HeidelbergCement Finds Mild Winter Shields Chilly Economy

HeidelbergCement Finds Shelter From Chilly Economy
A construction worker uses a knife to open a sack of HeidelbergCement on a construction site in Germany. The mild winter prolongs the working period for construction companies, keeping up demand for cement. Photographer: Guenter Schiffmann/Bloomberg

HeidelbergCement AG, Schwenk Zement KG and other European building-material suppliers are getting a reprieve from the region’s faltering economies as mild winter temperatures extend the building season.

Germany had its fifth-warmest December on record, according weather bureau DWD. The benign start to winter has boosted Ulm, Germany-based Schwenk Zement’s sales by about 2 percentage points, Managing Director Gerhard Hirth said in an interview. HeidelbergCement, Europe’s third-largest cement maker, said plants in Germany are continuing to run at a time normally associated with seasonal stoppages.

“2011 was such a rare year for us in Germany,” HeidelbergCement Chief Executive Officer Bernd Scheifele said by e-mail yesterday. “Normally, cold weather means we shut down plants for a time and get on with maintenance. There’s only been a few years when we have been able to keep cement production running for an entire year.”

Temperate weather, contrasting with the blizzards across swathes of Europe last year, is a welcome tailwind for suppliers of cement and crushed rock as they grapple with a struggling construction industry and cutbacks in government spending. HeidelbergCement, like larger competitor Lafarge SA of France, is cutting costs and selling assets to lower acquisition-fueled borrowings.

The 24-member STOXX 600 Construction & Materials Index declined 20 percent last year, after falling 4.8 percent in 2010. HeidelbergCement, which generates about one-third of sales in western and northern Europe, dropped 30 percent. Lafarge, the world’s No. 1 cement maker, fell 42 percent, and Holcim Ltd. of Switzerland, slid 27 percent. HeidelbergCement rose as much as 1.5 percent to 34.1 euros in Frankfurt today.

Winter Doldrums

“Usually, construction companies lay down their tools in November or December and go on a winter break,” Schwenk’s Hirth said in the Jan. 3 phone interview. “This year, they continued to work, so there’s demand for cement.”

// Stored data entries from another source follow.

PR #7946, opened 2026-04-02
fix: Unblock the releases on Node Bigquery

danieljbruce:
## Description

A feature flag is added that turns on high precision timestamp support if an environment variable is set. High precision timestamp client library support is currently blocking releases due to https://github.com/googleapis/google-cloud-node/issues/7286 because the feature provided by the service is not generally available yet. Therefore, we are turning this feature off by default and allowing users to turn it on by setting an environment variable when it becomes generally available. 

## Impact

This unblocks releases for Node Bigquery.

## Testing

The relevant tests added for high precision timestamps are only turned on when the high precision timestamp environment variable is set.

We verify that the changes are okay with two set of test runs.

First, the tests should pass for a project that doesn't service high precision timestamp requests and doesn't have the high precision timestamp environment variable set.

image

Second, the tests should pass for a project that DOES service high precision timestamp requests and DOES have the high precision timestamp environment variable set.

image

### DIFF
--- a/handwritten/bigquery/system-test/high_precision_timestamp.ts
+++ b/handwritten/bigquery/system-test/high_precision_timestamp.ts
@@ -59,9 +59,14 @@ describe('BigQuery System Tests (High Precision)', () => {
     }
   });
 
-  // Programmatically require the tests. Mocha will discover and register them inside this 'describe' block.
-  require('./bigquery');
-  require('./timestamp_output_format');
+  describe('Run all tests', () => {
+    // Wrap all the other tests in a describe block to ensure the entire file is
+    // executed when the environment variable is set to true.
+
+    // Programmatically require the tests. Mocha will discover and register them inside this 'describe' block.
+    require('./bigquery');
+    require('./timestamp_output_format');
+  });
 });
 
 // 3. CLEANUP:


handwritten/bigquery/src/bigquery.ts
```diff
@@ -2256,33 +2258,45 @@ export class BigQuery extends Service {
...
-            so that the user can see the error.
-             */
-            // eslint-disable-next-line @typescript-eslint/no-explicit-any
-            const listParams = {
-              'formatOptions.timestampOutputFormat':
-                queryReq.formatOptions?.timestampOutputFormat,
-              'formatOptions.useInt64Timestamp':
-                queryReq.formatOptions?.useInt64Timestamp,
-            };
+          if (process.env.BIGQUERY_PICOSECOND_SUPPORT === 'true') {
```
alvarowolfx: I think the listParams passing here can be maintained. We just need to avoid using the timestampOutputFormat as the default value

handwritten/bigquery/src/bigquery.ts
```diff
@@ -2364,18 +2378,25 @@ export class BigQuery extends Service {
     if (options.job) {
       return undefined;
     }
-    const hasAnyFormatOpts =
-      options['formatOptions.timestampOutputFormat'] !== undefined ||
-      options['formatOptions.useInt64Timestamp'] !== undefined;
-    const defaultOpts = hasAnyFormatOpts
-      ? {}
-      : {
-          timestampOutputFormat: 'ISO8601_STRING',
```
alvarowolfx, line 2373: I think this is the most important part that should handle the feature flag. If BIGQUERY_PICOSECOND_SUPPORT is enabled, we should use `timestampOutputFormat: 'ISO8601_STRING'`, if not, use `useInt64Timestamp:true`. We can still allow customers to pass the timestampOutputFormat, even if is allowlisted now. But in the future they can use it just fine without a new release. Later we can remove the feature flag and just default to use it too.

The closely held company boosted sales by more than 10 percent in 2011, Hirth said. It reported 271.4 million euros ($348 million) in revenue in 2010. Hirth predicted the overall industry saw a similar growth rate.

In Germany alone, building companies would normally shed as many as 150,000 employees to survive the winter doldrums, said Harald Schroeer, deputy managing director of Germany’s ZDB construction-industry group. This time around, workers are being kept on, he added.


With the mild temperatures, fourth-quarter sales across the industry should be “reasonably good” in volume terms, said Tim Cahill, a Dublin-based analyst at J&E Davy Holdings.

Europe’s debt crisis is clouding the economic outlook for 2012, with the Bundesbank cutting its German growth forecast last month to 0.6 percent from 1.8 percent.

“We hear industry sources saying December was a positive month due to the weather,” said Cahill. “Still, companies are very careful to not create a false sense of optimism.”

Holcim’s Swiss factories had been running well in the first part of December, before the weather turned colder, according to spokesman Markus Gerber. The plunge in temperatures from mid-December then led to a pull-back in construction activity to regular seasonal levels, he said.

Swiss cement shipments rose 2.9 percent in 2011, according to figures released today by cemsuisse.

HeidelbergCement is behind schedule with plans to cut borrowings inflated by the $18 billion acquisition of Hanson in 2007. It’s now closely looking at disposals in a bid to regain an investment grade credit rating.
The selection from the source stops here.